03:43:21 Finished build-and-push-container-images (duration: 39m 28s)

Event Timeline

hashar triaged this task as Unbreak Now! priority.Apr 15 2025, 8:30 AM
hashar updated the task description. (Show Details)

That is blocking the train, thus setting up Unbreak Now!

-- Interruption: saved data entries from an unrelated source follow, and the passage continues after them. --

PR #6179, opened 2026-04-14
[MAINT] test html output

Remi-Gau:
- Closes #6163 

- add tests to make sure that there is no regression in HTML outputs (figure, reports...)


tox.ini
```diff
@@ -196,6 +196,20 @@ commands =
...
     pytest --numprocesses auto --report=report.html --csv results/pytest_output/pytest_output.csv  {posargs:}
 
+[testenv:test_html]
+description = Check HTML output.
+base_python = 3.10
+passenv = {[global_var]passenv}
+dependency_groups =
+    min_plotting
+allowlist_externals =
+    npm
```
Remi-Gau, line 207: update contributing doc to explain that node will be required to run those tests

tests/js/view_surf_reference.png
Remi-Gau, line 1: hmmm the plotly figures generated do not look convincing

.github/workflows/test_html.yml
Remi-Gau, line 1: tested on my main branch and it passes

Remi-Gau:
@hndgzkn 
I adapted the tests from brainsprite to check the output generated by the view_* functions and the reports

Only done for some function and one masker report for now but it could be extended.

Let me know what you think.

nilearn/glm/_base.py
```diff
@@ -747,6 +748,12 @@ def generate_report(
             else ""
         )
 
+        # We clean up the version number
+        # to make it more stable during tests.
+        version = str(
+            Version(__version__).__replace__(local=None, dev=None, pre=None)
+        )
+
```
hndgzkn: Instead of adding the same code in multiple places, I would suggest to add this part as `__short_version__` in `nilearn._version`.

tests/js/references/flm_bids_features_reference.png
hndgzkn, line 1: Would it be possible to scroll the file and save the following parts as well?

hndgzkn (commented):
I've put some minor comments, otherwise I think it seems to be very helpful.

Shall we do it for all types of maskers, fitted and not fitted, I am not sure?

nilearn/glm/_base.py
Remi-Gau: Yeah I was thinking of doing this.

tests/js/references/flm_bids_features_reference.png
Remi-Gau: Well I wanted to try something different which was to make the height of the report higher, but it seems we cannot resize reports.
It's a bug and I opened an issue about it.
Once it is fixed, we should indeed cover the whole height of the report.

Remi-Gau:
> Shall we do it for all types of maskers, fitted and not fitted, I am not sure?

I would start with the fitted ones. Once we have things fixed for the report height I would add some others.

tests/js/references/flm_bids_features_reference.png
hndgzkn: > It's a bug and I opened an issue about it. 

I can have a look at it if that's ok with you.

Remi-Gau: yes thanks: on that note probably worth making the `report_dims` of the generate_report of GLM a common parameters to all reports

I am not 100% sure but I suspect that making this resizing work will require some HTML and CSS tweaking: just a heads up

Remi-Gau: @hndgzkn I actually managed to change the size of the viewport in the generated figures so we should be getting the entire reports now

nilearn/_utils/testing.py
```diff
@@ -34,6 +32,8 @@ def with_memory_profiler(func):  # noqa: ARG001
         """Use as a decorator to skip tests requiring memory_profiler."""
 
         def dummy_func():
+            import pytest
```
Remi-Gau, line 35: moved the pytest import local to make it possible to import this module even when pytest is not installed

tests/js/masker_report.test.js
```diff
@@ -0,0 +1,16 @@
+const template = require('./template.js')
+
+const VIEWPORT = { x: 0, y: 0, width: 1200, height: 750 }
```
hndgzkn, line 3: May be height could be bigger for maskers as well, non? Some seem to be cut.

tests/js/references/flm_bids_features_reference.png
hndgzkn: Nice solution, the images are very good now.

tests/js/masker_report.test.js
Remi-Gau: yeah one of the report would then fails because if we display the whole report then there is file path displayed and obviously not the same when run locally and online so I as voluntarily keeping the viewport smaller.

Remi-Gau:
I am going to go ahead and merge this one as it is a bit of a blocker for many other things.

Issue #6184, opened 2026-04-15
Improve type hints for conditional return types (reduce IDE/type checker warnings)


mcsitter:
Hi all,

Since type annotations seem in principle welcome in nilearn, I’m opening this issue to highlight a recurring pattern in the codebase: function return types often depend on input arguments, but this is currently only documented in docstrings rather than expressed in type hints.

This leads to unnecessary type-checking warnings in downstream code and IDEs, for example when accessing attributes of figures returned by plotting functions.

## Case 1: `output_file` controls return type in plotting functions

In functions such as `plot_roi`, `plot_anat`, `plot_glass_brain`, etc.:

- when `output_file is None` → returns a display object (e.g. `OrthoSlicer`)
- when `output_file is str` → returns `None`

A typical overload would be:

```python
from typing import overload

@overload
def plot_roi(..., output_file: None = None) -> OrthoSlicer: ...

@overload
def plot_roi(..., output_file: str) -> None: ...
```

## Case 2: input type controls output type (SurfaceImage vs volumetric images)

In `new_img_like`:

- if `ref_niimg` is a `SurfaceImage` → returns `SurfaceImage`
- otherwise → returns a volumetric image type (typically a `FileBasedImage` subclass such as `Nifti1Image` or `Nifti2Image`)

This behavior is currently only expressed in runtime logic and docstrings.

## Question

Are there additional functions or groups of functions where this pattern is present?

I’m aware that typing image-related APIs is not always straightforward, especially since inputs can often be file paths as well as Python objects. That flexibility is of course very useful from a user perspective and should be preserved.

Still, making these conditional return types explicit would likely reduce a lot of unnecessary IDE and type-checker noise.

If helpful, I’d be happy to draft a PR implementing some of these changes.

Remi-Gau:
We are gradually adding type annotations in some places indeed.

I agree that priority should be given to clear returned types.

I would say let's start with the easy one you mentioned and deal with the returned types of plotting functions: feel free to open a draft PR

Remi-Gau:
@mcsitter do you want to try to add type annotation for one or more of the plotting functions?

mcsitter:
Should I keep this limited to adding overloads for the output_file-dependent return type (display object vs None), or would it also be in scope to introduce a few TypeAlias entries in nilearn.typing and start typing some of the other parameters as well?

Remi-Gau:
[...]

PR #6200, opened 2026-05-04
[MAINT] add some type annotation to plot_img

Remi-Gau:
- Relates to #6184

- add type annotation to plot_img


Remi-Gau:
@mcsitter is this what you had in mind?

mcsitter:
Yeah, that’s pretty much what I was going for. I tried adding types to more parameters and fixing a bunch of other mypy warnings at the same time, but it ended up getting out of hand. I couldn’t really split it into a clean PR or commits, and then I didn’t manage to get back to it afterward. Thank you!

nilearn/plotting/image/img_plotting.py
```diff
@@ -289,32 +299,86 @@ def _plot_img_with_bg(
     return save_figure_if_needed(display, output_file)
 
 
+@overload
+def plot_img(
```
hndgzkn, line 303: Is it really necessary to use overload when the function can return None instead of an OrthoSlicer instance?

To me, it seems reasonable to use overload when there are explicitly different return types. When it returns None as OrthoSlicer, that would be ok to just document it.

hndgzkn (approved):
LGTM with a minor comment.

Remi-Gau:
Note that adding type annotation does not make the function signature less readable in the doc: https://output.circle-artifacts.com/output/job/fcfeb541-3da7-47b5-8b4c-52d6f778196d/artifacts/0/dev/modules/generated/nilearn.plotting.plot_img.html#nilearn.plotting.plot_img

image

nilearn/plotting/image/img_plotting.py
Remi-Gau: if you do not use overload then IDEs will not be able to figure out what is the type of the output and you won't have the benefit that comes with that (tab completion, warning when using a non-sensical method).

see for example:

image

hndgzkn: Ok, I see, thanks.

nilearn/plotting/image/img_plotting.py
```diff
@@ -289,32 +299,86 @@ def _plot_img_with_bg(
...
+    resampling_interpolation=...,
+    bg_img=...,
+    vmin=...,
+    vmax=...,
+    radiological=...,
+    decimals=...,
+    cmap=...,
+    transparency=...,
+    transparency_range=...,
+) -> OrthoSlicer: ...
```
hndgzkn, line 326: @Remi-Gau I'm working on type annotations on plotting functions and I realize that OrthoSlicer might be misleading since the type of the slicer returned depends on the type of the display mode specified. I might replace OrthoSlicer with BaseSlicer.

Remi-Gau: otherwise you can maybe specify that using @overload

hndgzkn: But then it will be as many as number of slicers and it will be unmanageable, no?
BaseSlicer will cover all possible slicers.

Remi-Gau: ah yeah maybe easier to keep BaseSlicer then

hndgzkn: I'm moving this discussion to #6184. There are move that I would like to discuss.

PR #6202, opened 2026-05-05
[MAINT] add type to fill_doc

### LINKED ISSUE #6188: Typing fill_doc exposes existing signature conflicts in _MultiMixin and BaseMasker subclasses
I wanted to add type hints to docs.py for the fill_doc decorator.

fill_doc only mutates the decorated object's docstring in place and returns the same object unchanged, so it is a good candidate for a generic identity-preserving annotation:

```python
F = TypeVar("F")

def fill_doc(f: F) -> F:
```

This improves typing because decorated functions/classes keep their original inferred type signatures.

After adding the annotation above, mypy started failing in pre-commit with:
```bash
nilearn/maskers/multi_nifti_masker.py:65: error: Definition of "fit_transform"
in base class "_MultiMixin" is incompatible with definition in base class
"BaseMasker"  [misc]
    class MultiNiftiMasker(_MultiMixin, NiftiMasker):
    ^~~~~~~~~~~~~~~~~~~~~~~~~~~~~~~~~~~~~~~~~~~~~~~~~
nilearn/maskers/multi_nifti_maps_masker.py:9: error: Definition of
"fit_transform" in base class "_MultiMixin" is incompatible with definition in
base class "BaseMasker"  [misc]
    class MultiNiftiMapsMasker(_MultiMixin, NiftiMapsMasker):
    ^~~~~~~~~~~~~~~~~~~~~~~~~~~~~~~~~~~~~~~~~~~~~~~~~~~~~~~~~
nilearn/maskers/multi_nifti_labels_masker.py:9: error: Definition of
"fit_transform" in base class "_MultiMixin" is incompatible with definition in
base class "BaseMasker"  [misc]
    class MultiNiftiLabelsMasker(_MultiMixin, NiftiLabelsMasker):
    ^~~~~~~~~~~~~~~~~~~~~~~~~~~~~~~~~~~~~~~~~~~~~~~~~~~~~~~~~~~~~
Found 3 errors in 3 files (checked 339 source files)
```
The classes that lead to the conflicting signatures by inheriting from _MultiMixin and via the other inheritance from BaseMasker are all in `multi_nifti_masker.py`:
- MultiNiftiMasker(_MultiMixin, NiftiMasker)
- MultiNiftiMapsMasker(_MultiMixin, NiftiMapsMasker)
- MultiNiftiLabelsMasker(_MultiMixin, NiftiLabelsMasker)

Before fill_doc was typed, mypy had less precise information for decorated methods.
Once fill_doc is typed as F -> F, mypy preserves the exact signature of decorated methods and can compare inherited methods more strictly.

That revealed an existing multiple-inheritance conflict between:
```python
class _MultiMixin:
    @fill_doc
    def fit_transform(self, imgs, y=None, confounds=None, sample_mask=None):
```
and
```python
class BaseMasker(_BaseMasker):
    @fill_doc
    def fit_transform( self, imgs, y=None, confounds=None, sample_mask=None, **fit_params ):
```
The relevant difference is that BaseMasker.fit_transform accepts **fit_params, while _MultiMixin.fit_transform does not.
### Summary

Typing fill_doc did not introduce a new bug. It exposed a pre-existing signature inconsistency that was previously hidden by the untyped decorator.

I would suggest aligning the signatures or simply removing the definition from _MultiMixin, since it appears to always be used in combination with some child of BaseMasker and is missing the **fit_params in the function signature.

I’d be happy to open a follow-up PR for whichever direction is preferred.

Remi-Gau:
- Closes #6188 

- add type to fill_doc

### DIFF
--- a/nilearn/_utils/docs.py
+++ b/nilearn/_utils/docs.py
@@ -12,6 +12,7 @@ https://github.com/mne-tools/mne-python/blob/main/mne/utils/docs.py
 # sourcery skip: merge-dict-assign
 
 import sys
+from collections.abc import Callable
 
 ##############################################################################
 #
@@ -1937,7 +1938,7 @@ def _indentcount_lines(lines):
     return indentno
 
 
-def fill_doc(f):
+def fill_doc(f: Callable) -> Callable:
     """Fill a docstring with docdict entries.
 
     Parameters
@@ -1974,7 +1975,7 @@ def fill_doc(f):
         f.__doc__ = docstring % indented
     except (TypeError, ValueError, KeyError) as exp:
         funcname = f.__name__
-        funcname = docstring.split("\n")[0] if funcname is None else funcname
+        funcname = docstring.split("\n")[0]
         raise RuntimeError(
             f"Error documenting {funcname}:\n{exp!s}.\n"
             "Did you forget to escape a character with an extra '%'"
--- a/nilearn/_utils/docs.py
+++ b/nilearn/_utils/docs.py
@@ -1974,7 +1974,6 @@ def fill_doc(f: Callable) -> Callable:
     try:
         f.__doc__ = docstring % indented
     except (TypeError, ValueError, KeyError) as exp:
-        funcname = f.__name__
         funcname = docstring.split("\n")[0]
         raise RuntimeError(
             f"Error documenting {funcname}:\n{exp!s}.\n"
--- a/nilearn/maskers/_mixin.py
+++ b/nilearn/maskers/_mixin.py
@@ -54,6 +54,10 @@ class _MultiMixin:
         -------
         %(signals_transform_multi_nifti)s
         """
+        # although the implementation is
+        # the same as in the BaseMasker
+        # a specific method is required
+        # to allow for a slightly different doc string
         return self.fit(imgs, y=y, **fit_params).transform(
             imgs, confounds=confounds, sample_mask=sample_mask
         )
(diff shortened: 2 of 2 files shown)


nilearn/maskers/_mixin.py
```diff
@@ -28,7 +28,9 @@ class _MultiMixin:
     """Mixin class to add common MultiMasker functionalities."""
 
     @fill_doc
-    def fit_transform(self, imgs, y=None, confounds=None, sample_mask=None):
+    def fit_transform(
+        self, imgs, y=None, confounds=None, sample_mask=None, **fit_params
+    ):
```
Remi-Gau, line 33: @mcsitter 
turns out it was easier to do this

nilearn/_utils/docs.py
```diff
@@ -1974,7 +1975,7 @@ def fill_doc(f):
         f.__doc__ = docstring % indented
     except (TypeError, ValueError, KeyError) as exp:
         funcname = f.__name__
```
hndgzkn: If the below condition is removed, this line can also be removed as now it is overridden in any case.

hndgzkn (approved):
LGTM apart from a minor comment.

nilearn/_utils/docs.py
```suggestion
```

mcsitter:
Maybe you could make it explicit that types are preserved by adding the parameters to `Callable`?

```python
from typing import TypeVar, ParamSpec
from collections.abc import Callable

P = ParamSpec("P")
R = TypeVar("R")

def fill_doc(f: Callable[P, R]) -> Callable[P, R]:
    ...
```

bthirion (approved):
LGTM, thx.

I tried running the presync again earlier today. The same problem seemed to happen, with the image push stuck for around 14m before I aborted manually:

09:01:25 Started build-and-push-container-images
09:01:25 K8s images build/push output redirected to /home/jnuche/scap-image-build-and-push-log
^C09:15:35 Finished build-and-push-container-images (duration: 14m 10s)
09:15:35 sync-world aborted: testwikis to 1.44.0-wmf.25  refs T386220 (duration: 14m 36s)
09:02:00 [mediawiki-publish] Running docker tag sha256:bdb79f7fdbac30891c42f54e859b28592acf20fdf46d50bad7bac03588096ca8 docker-registry.discovery.wmnet/restricted/mediawiki-multiversion-cli:2025-04-15-090125-publish
09:02:00 [mediawiki-publish] Pushing docker-registry.discovery.wmnet/restricted/mediawiki-multiversion-cli:2025-04-15-090125-publish
09:02:00 [mediawiki-publish] Running sudo /usr/local/bin/docker-pusher -q docker-registry.discovery.wmnet/restricted/mediawiki-multiversion-cli:2025-04-15-090125-publish
09:02:15 [mediawiki-publish] docker-registry.discovery.wmnet/restricted/mediawiki-multiversion-cli:2025-04-15-090125-publish

Closed as a duplicate that, while ongoing, is not strictly a train blocker.

If folks run into this issue during a deployment, they should retry the scap command.